Clearing the myths and misunderstandings about AI, its role in financial cybercrime, and how it should be leveraged in digital defense and riskops.
At the recent SuperAI event held in Singapore, Nuno Sebastião, CEO and Co-Founder, Feedzai– and one of Europe’s leading voices on AI in financial crime prevention – participated in a panel discussion titled Cybersecurity Redefined: Digital Defense in the Age of AI.
The discussion explored how AI is reshaping the frontlines of digital defense – particularly in sectors like banking, where the stakes are high and the threats increasingly complex. Following up on the subject, we sought further insights from Sebastião in an exclusive Q&A with him:
How is AI reshaping the frontlines of digital defense today?
Sebastião: Across all industries, and especially the financial services industry, AI is enabling criminals to launch much faster and more realistic scams with deepfakes, synthetic identities, and hyper-personalized techniques.

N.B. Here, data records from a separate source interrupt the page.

PR #156, opened 2024-03-15
[cli] Fix parsing of boolean options starting with `--no-`.

beauby:
Before this change, it was not possible to declare a boolean option whose name started with `--no-` (unless it was generated as the negation of an other option).

### DIFF
--- a/cli/src/parser.sk
+++ b/cli/src/parser.sk
@@ -199,6 +199,12 @@ private fun parse(
 
       // Use arg name as default long flag for convenience.
       longFlag = arg._long.default(arg.name);
+      if (arg is BoolArg _ && longFlag.startsWith("no-")) {
+        positiveFlag = longFlag.stripPrefix("no-");
+        invariant_violation(
+          `Invalid boolean argument name ${longFlag}. Declare a negatable ${positiveFlag} instead.`,
+        )
+      };
       options.add(`--${longFlag}`, arg);
       if (arg._negatable) {
         options.add(`--no-${longFlag}`, arg);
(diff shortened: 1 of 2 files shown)


jberdine:
For an arg `--no-<foo>`, don't you always want there to be an arg `--<foo>`? The default can be set to either value right?

beauby:
@jberdine I think both ways could be argued, but imagine a user without knowledge of the `--foo`/`--no-foo` mechanism declaring a flag `--no-foo` and having it be always `false` regardless of user input.

jberdine:
Yes, that interpretation is not good. I would say that it would be good to throw an error when trying to manually create an arg starting with `--no-` that says that the unprefixed one should be created instead.

beauby:
That's an option, though I just thought of something: one might want to have the positive flag not be a boolean: `--foo=bar` vs `--no-foo`. What do you think?

bennostein:
> That's an option, though I just thought of something: one might want to have the positive flag not be a boolean: `--foo=bar` vs `--no-foo`. What do you think?

This seems very similar to just having an optional argument foo, whose absence is the `--no-foo` case, no? I'm struggling to think of a case where the different semantics would be helpful -- maybe if the default value were `Some(value)` and you want to be able to override as `Some(other-value)` or disable as `None()`.  But that seems niche, I can't think of a real-world instance.

beauby:
@bennostein Yes, that seems to be the only difference.

There seems to be consensus against standalone `--no-foo` boolean flags, so I'll make it fail upon trying to register such a flag.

In response, banks are fighting back to protect themselves and their consumers by adopting AI-native “riskops” platforms that automate decision-making processes for new account openings, fraud detection, and money laundering. These platforms help them understand risk to process trillions of transactions with minimal friction for consumers.
Yet, not all AI platforms are created equal. Banks need to be able to trust the data that their AI platforms are trained upon. They need to know their AI systems are ethical and responsible with regards to consumer protection, fair lending, and credit underwriting. Their systems need to be explainable, helping to build trust with both regulators and end users by making every decision transparent and auditable.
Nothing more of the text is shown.